The story proceeds in alternating chapters following Lacroix as he travels and Calley as he pursues. Lacroix heads to the Hebrides where he finds the possibility of love. Calley goes around beating people up if he thinks they might know where his quarry is. Having spent many happy holidays on Hebridean islands, I was frustrated for a while by not knowing on which island Lacroix lands because I wanted to be able to picture it and not have it as a generic Scottish island. Also, there is no real sense of the passage of time. So, when both parallel stories take their characters to the same location, you have to initially assume they are there at the same time because there is no way to know that, but the book would make little sense if it were not the case.
The central tension for the reader is that Lacroix, despite his taciturn nature and his obvious war damage, seems like a decent man. He’s a 19th century version of Walker from The Long Take. It is impossible, really, not to start to believe in him and want him to recover and be happy. Can he really be the man behind the atrocity that Calley is seeking and will ruthlessly kill when he finds him?
But the book itself is strangely unconvincing. There are several factual or contextual errors:
1. The second sentence in the book makes reference to the left hand horse of a pair in tandem and this simply makes no sense.
2. The island on which Lacroix settles for a while is initially reported as having no trees, then it has a few trees, then it is treeless.
3. At one point, people sit round a dining table discussing John Clare’s poetry. But this is 1809 and Clare was not published until 1820.
4. I have holidayed in the Hebrides for several years and the writing set there is generic and characterless: it is hard to believe Miller has been there and it feels like “The Hebrides” is a convenient way of saying “somewhere a long way away”.
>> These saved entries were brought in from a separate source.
Issue #3245, opened 2026-09-02
sceAmprMeasureCommandSizeReadFile's compatibility read runs for every title, so every streamed asset is read and DMA'd twice (13,925 duplicate reads / 582 MB in a 3-minute Stray boot)


mattias800:
`sceAmprMeasureCommandSizeReadFile`'s compatibility read runs for EVERY title, so every streamed asset is read and DMA'd twice — 13,925 duplicate reads / 582 MB in a 3-minute Stray boot

## What

`f_apr_measure_read_file` (`src/hle/fs/hle_file.cpp:3737`) performs the described read *and DMAs it
into the guest destination* whenever the file id resolves and `a1 > 0xffff && a2 != 0`. The firmware
contract for `sceAmprMeasureCommandSizeReadFile` is a **sizing** call that returns 20 or 24; the read
is a deliberate compatibility behaviour, added for *Dragon Quest VII Reimagined* (`PPSA17942`), whose
older SDK wrapper consumes the destination before any command buffer is submitted. The comment above
the function says exactly that.

The gate is only "does the id resolve", so it fires on **every** APR title, not only the one that
needs it. On a title that also submits the read normally, the same bytes are `pread` and
`process_vm_writev`'d into the same guest address twice.

## Measured

*Stray* (`PPSA02101`), `PROSPER_NULL_PAGE=1`, no input, `tools/screenshot`, ~180 s of wall clock,
`PROSPER_FILELOG=1`:

| | |
| --- | --- |
| `measure-read compatibility … OK` | **13,925** |
| `measure-read … (no compatibility read)` | 0 |
| `read-submit … OK` | 14,255 |
| bytes delivered by the measure path | **582,619,946** |
| bytes delivered by the submit path | 603,329,577 |

Every measure is paired with a submit of the same `dst`/`off`/`size` moments later, e.g.

```
[apr] measure-read compatibility id=1 hk_project-ps5.pak -> dst=0x3022480000 off=0x175ba99e size=1310865 OK; measured=20
[apr] read-submit id=1 hk_project-ps5.pak -> dst=0x3022480000(guest) off=0x175ba99e size=1310865 got=1310865 OK method=id requested=1310865
```

So roughly **97% of the measure-path bytes are re-delivered** by the submit path, and the boot pays
for ~583 MB of extra host file reads, ~583 MB of extra `process_vm_writev` into guest memory, and one
extra `mmap`/`munmap` per read.

## Why it is not only a performance question

[...]

PR #2924, opened 2026-08-22
hle(ampr): implement sceAmprAprCommandBufferReadFileGatherScatter, and lower the vertex prologue's EXEC_LO write — Yakuza Kiwami stops dying at 0.0 s

mattias800:
## What this fixes

`sceAmprAprCommandBufferReadFileGatherScatter` (`BVmR1H8l+XI`) was unimplemented and fell to the
dispatcher's return-0 default. **Yakuza Kiwami** (`PPSA31334`) reads each of its archives as exactly
two segments — a plain `ReadFile` for the unaligned tail and one `…GatherScatter` for the aligned
head — so the half that never arrived was the entire body of every file. The title printed its own
`Failed!! Load Devil2 Shader Archive` and then called a method on the null object the failed load
left behind: `SIGSEGV addr=0x1d4` at `eboot+0x6ecf6`, 0.0 s into every boot.

Behind that, every one of the title's shader programs was rejected by the recompiler on the
compiler's standard vertex prologue, so the second commit lowers that one instruction exactly.

Fixes #2872. Refs #2864, #2880, #2922, #2923.

## The failure scenario, and the contract

**APR gather/scatter is command-buffer state.** The firmware exports four read builders and one
teardown — `…ReadFile`, `…ReadFileGather`, `…ReadFileScatter`, `…ReadFileGatherScatter`, and
`sceAmprAprCommandBufferResetGatherScatterState`. That last export is the primary-source proof that
the gather/scatter variants carry no file id because the chain the plain `ReadFile` opened already
holds it.

The ABI is re-derived from the guest, not from the names. The SDK's inline wrapper at
`eboot+0xcc4a70` is the plain `ReadFile` wrapper at `eboot+0xcc4a40` with the file id removed and
every later argument shifted down one register:

```
public   GatherScatter(rdi=cb, rsi=dst, rdx=len, rcx=offset)
cc4a70:  mov r9,rcx / mov r8,rdx / mov rcx,rsi     ; offset -> a5, len -> a4, dst -> a3
         lea rsi,[rdi+0x18] / lea rdx,[rdi+0x20]   ; the same cursor pair the plain read gets
         jmp <BVmR1H8l+XI>
low      (a0=cb, a1=&cb[0x18], a2=&cb[0x20], a3=dst, a4=len, a5=fileOffset)
```

Note `mov rcx,rsi` is 64-bit where the plain read's is `mov ecx,esi`: a3 is a pointer, not the
[...]

PR #3262, opened 2026-09-02
APR read builders: refuse what cannot be derived, and stop reporting an undelivered segment as delivered

### LINKED ISSUE #2926: libSceAmpr: sceAmprAprCommandBufferReadFileGather / …Scatter answer SCE_OK with an unwritten destination
`libSceAmpr` exports **four** APR read builders. #2924 implements two of them; the other two are
unregistered and therefore answer `SCE_OK` from the dispatcher's return-0 default while writing
nothing to the guest's destination.

| NID | name | prosper |
| --- | --- | --- |
| `mQ16-QdKv7k` | `sceAmprAprCommandBufferReadFile` | implemented |
| `BVmR1H8l+XI` | `sceAmprAprCommandBufferReadFileGatherScatter` | implemented (#2872 / #2924) |
| `mZSbNJVJpV8` | `sceAmprAprCommandBufferReadFileGather` | **unregistered → returns 0** |
| `Jg-AgkdJHkk` | `sceAmprAprCommandBufferReadFileScatter` | **unregistered → returns 0** |

(Names and NIDs from the PS5 3.20 firmware library database, which gives names and NIDs only.)

## Why this is worth an issue rather than a shrug

This is exactly the failure mode `src/hle/fs/hle_file.cpp`'s gather/scatter handler argues against in
its own comment, and that *Yakuza Kiwami* demonstrated end to end: an unwritten destination reported
as success is indistinguishable, from the guest's side, from a successful read of zeros. On
`PPSA31334` that took four sessions of "the renderer must be broken" before the title's own
`Failed!! Load Devil2 Shader Archive` was traced to bytes that never arrived.

Nothing has been observed calling either NID yet — neither `PPSA31334` nor `PPSA02739` imports them
— so this is **not** a live blocker for any tracked title. It is filed because the machinery that
would serve them now exists, so the cost of closing it has collapsed.

## What "implement" means here, and what must NOT be assumed

`…GatherScatter` was derivable because the guest supplied a wrapper to read
(`eboot+0xcc4a70`) and a dispatcher that exercises both arms (`eboot+0xdb5fb0`). **No such evidence
exists for these two**, and the names alone do not settle the argument layout:

* standard DMA vocabulary says **gather** = many sources → one destination, **scatter** = one source
  → many destinations, so the plausible reading is that `…Gather` takes `(cb, dst, len, offset)` with
  the *destination* implied by the chain and `…Scatter` the mirror image — but "plausible" is not
  "derived", and the two differ in which argument disappears;
* the chain state they share is already modelled (`apr_chain_open` / `prosper_apr_chain_reset` in
  `src/hle/fs/hle_file.cpp`), so the missing piece is genuinely only the argument layout.

So **do not register them against a guessed layout**. The correct trigger is a title that imports
one: find its SDK inline wrapper the way #2924 found `eboot+0xcc4a70` (it will be adjacent — Kiwami's
sit at `0xcc4a40` and `0xcc4a70`), confirm against a live `PROSPER_FILELOG` run, and reuse
`apr_execute_read`. Until then, the honest state is the loud one — and prosper's current answer is
the *quiet* one, which is why this is filed.

A cheaper interim step that needs no layout at all: register both to a handler that **refuses**
(returns `0x80020016`, the same code the other builders return for an unresolvable file) and logs
once. That converts a silent wrong-data path into a loud failure without inventing anything.

Labels: `bug`, `area:infra`

### LINKED ISSUE #2928: APR gather/scatter: submit closes the chain undocumented, and a segment can report SCE_OK with nothing written
## Two findings from the post-merge review of #2924

#2924 merged as `d31b89d4` while an independent review was still in progress. The review came back
**APPROVED with no blocking findings**, so nothing shipped that had been rejected — but two of its
non-blocking findings are latent defects rather than polish, and they belong in the tracker rather
than in a review comment nobody will read again.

5. I am not at all sure about referring to the river in Liverpool as the River Mercy. It sounds like an old name for the river, but I can’t find any evidence it is an actual old name for the river.
That said, there is some beautiful writing in the book.
"He drank a glass of wine. He didn’t want anything stronger. He was experimenting with clarity, with time in its ordinary clothes."
And
"…rain in columns of faint shadow drifted landwards."
Is the beautiful writing enough to overcome the lack of conviction? For this reader, no. For many readers, probably yes. Once I noticed some things wrong, I found myself spending more time fact checking than enjoying the story which was a shame because nearly all the facts are OK if you look into them. But once a seed of doubt has been sown, it is hard for a book to recover.
This was my first experience of Miller. He can certainly write beautiful prose. It’s a shame that, for this reader, the attention to detail let the book down.
My thanks to Hodder & Stoughton who made this book available to the first 100 requestors via NetGalley which his how I got my copy.